Instructions for the task -
With no addition or omission, return the entries below.

Extracted data -

PR #209, opened 2021-04-07
Remove deprecated wrappers in prep for major release

vreynolds:
Update propagation deprecations:
* NewTrace now takes a propagationContext instead of Headers

### DIFF
--- a/trace/trace.go
+++ b/trace/trace.go
@@ -57,6 +57,8 @@ func getNewID(length uint16) string {
 
 // NewTraceFromPropagationContext creates a brand new trace. prop is optional, and if included,
 // should be populated with data from a trace context header.
+//
+// Deprecated: use NewTrace instead.
 func NewTraceFromPropagationContext(ctx context.Context, prop *propagation.PropagationContext) (context.Context, *Trace) {
 	trace := &Trace{
 		builder:          client.NewBuilder(),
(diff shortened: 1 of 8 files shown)


trace/trace.go
```diff
@@ -94,26 +94,17 @@ func NewTraceFromPropagationContext(ctx context.Context, prop *propagation.Propa
...
 
-// NewTraceFromSerializedHeaders creates a brand new trace. serializedHeaders is optional, and if
-// included, should be the header as written by trace.SerializeHeaders(). When
-// not starting from an upstream trace, pass the empty string here.
-//
-// Deprecated: users should call NewTraceFromPropagationContext instead.
-func NewTraceFromSerializedHeaders(ctx context.Context, serializedHeaders string) (context.Context, *Trace) {
+// NewTrace creates a new trace. This wraps  NewTraceFromPropagationContext.
+// 
+// Deprecated: use NewTraceFromPropagationContext instead.
```
vreynolds, line 99: @paulosman this seemed like an oversight: NewTraceFromSerializedHeaders was a new method that was deprecated instead of NewTrace, I believe. Does that sound right?

paulosman: Right - I think the idea here was that `NewTraceFromSerializedHeaders` is a method that has the same signature as NewTrace. Introducing it allows us to encourage people to migrate from `NewTrace` to `NewTraceFromSerializedHeaders` if they want to continue using the Honeycomb header format as a string, leaving us free to change the NewTrace signature to accept a PropagationContext (and wrap `NewTraceFromPropagationContext` which can _then_ be deprecated!). So in this change, I'd suggest we:

- Change `NewTrace(ctx context.Context, serializedHeaders string) (context.Context, *Trace)` to `NewTrace(ctx context.Context, prop *PropagationContext) (context.Context, *Trace)`
- Add a Deprecated tag to `NewTraceFromPropagationContext`.

It's a bit round-about, but let's people take a stepwise approach to upgrading.

paulosman (changes requested):
Left a note about some less straightforward deprecation

paulosman (approved):
:1st_place_medal:

PR #216, opened 2021-04-13
Capture correct request.host value on http client redirects

mccutchen:
I've found that when using `hnynethttp.WrapRoundTripper`, the `request.host` property is left empty on spans generated  when the http client follows 3xx redirects (as when making a GET request to a shortened URL). This change ensures that the `request.host` property populated as expected on those spans.

This snippet from the documentation for the `URL` field on the [`http.Request` struct](https://golang.org/pkg/net/http/#Request) helps explain why `req.Host` is often empty on client requests (emphasis added):

> // For client requests, the URL's Host specifies the server to
> // connect to, while the Request's Host field **_optionally_**
> // specifies the Host header value to send in the HTTP
> // request.


vreynolds (approved):
Thank you!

Expected answer -
PR #209, opened 2021-04-07
Remove deprecated wrappers in prep for major release

vreynolds:
Update propagation deprecations:
* NewTrace now takes a propagationContext instead of Headers

### DIFF
--- a/trace/trace.go
+++ b/trace/trace.go
@@ -57,6 +57,8 @@ func getNewID(length uint16) string {
 
 // NewTraceFromPropagationContext creates a brand new trace. prop is optional, and if included,
 // should be populated with data from a trace context header.
+//
+// Deprecated: use NewTrace instead.
 func NewTraceFromPropagationContext(ctx context.Context, prop *propagation.PropagationContext) (context.Context, *Trace) {
 	trace := &Trace{
 		builder:          client.NewBuilder(),
(diff shortened: 1 of 8 files shown)


trace/trace.go
```diff
@@ -94,26 +94,17 @@ func NewTraceFromPropagationContext(ctx context.Context, prop *propagation.Propa
...
 
-// NewTraceFromSerializedHeaders creates a brand new trace. serializedHeaders is optional, and if
-// included, should be the header as written by trace.SerializeHeaders(). When
-// not starting from an upstream trace, pass the empty string here.
-//
-// Deprecated: users should call NewTraceFromPropagationContext instead.
-func NewTraceFromSerializedHeaders(ctx context.Context, serializedHeaders string) (context.Context, *Trace) {
+// NewTrace creates a new trace. This wraps  NewTraceFromPropagationContext.
+// 
+// Deprecated: use NewTraceFromPropagationContext instead.
```
vreynolds, line 99: @paulosman this seemed like an oversight: NewTraceFromSerializedHeaders was a new method that was deprecated instead of NewTrace, I believe. Does that sound right?

paulosman: Right - I think the idea here was that `NewTraceFromSerializedHeaders` is a method that has the same signature as NewTrace. Introducing it allows us to encourage people to migrate from `NewTrace` to `NewTraceFromSerializedHeaders` if they want to continue using the Honeycomb header format as a string, leaving us free to change the NewTrace signature to accept a PropagationContext (and wrap `NewTraceFromPropagationContext` which can _then_ be deprecated!). So in this change, I'd suggest we:

- Change `NewTrace(ctx context.Context, serializedHeaders string) (context.Context, *Trace)` to `NewTrace(ctx context.Context, prop *PropagationContext) (context.Context, *Trace)`
- Add a Deprecated tag to `NewTraceFromPropagationContext`.

It's a bit round-about, but let's people take a stepwise approach to upgrading.

paulosman (changes requested):
Left a note about some less straightforward deprecation

paulosman (approved):
:1st_place_medal:

PR #216, opened 2021-04-13
Capture correct request.host value on http client redirects

mccutchen:
I've found that when using `hnynethttp.WrapRoundTripper`, the `request.host` property is left empty on spans generated  when the http client follows 3xx redirects (as when making a GET request to a shortened URL). This change ensures that the `request.host` property populated as expected on those spans.

This snippet from the documentation for the `URL` field on the [`http.Request` struct](https://golang.org/pkg/net/http/#Request) helps explain why `req.Host` is often empty on client requests (emphasis added):

> // For client requests, the URL's Host specifies the server to
> // connect to, while the Request's Host field **_optionally_**
> // specifies the Host header value to send in the HTTP
> // request.


vreynolds (approved):
Thank you!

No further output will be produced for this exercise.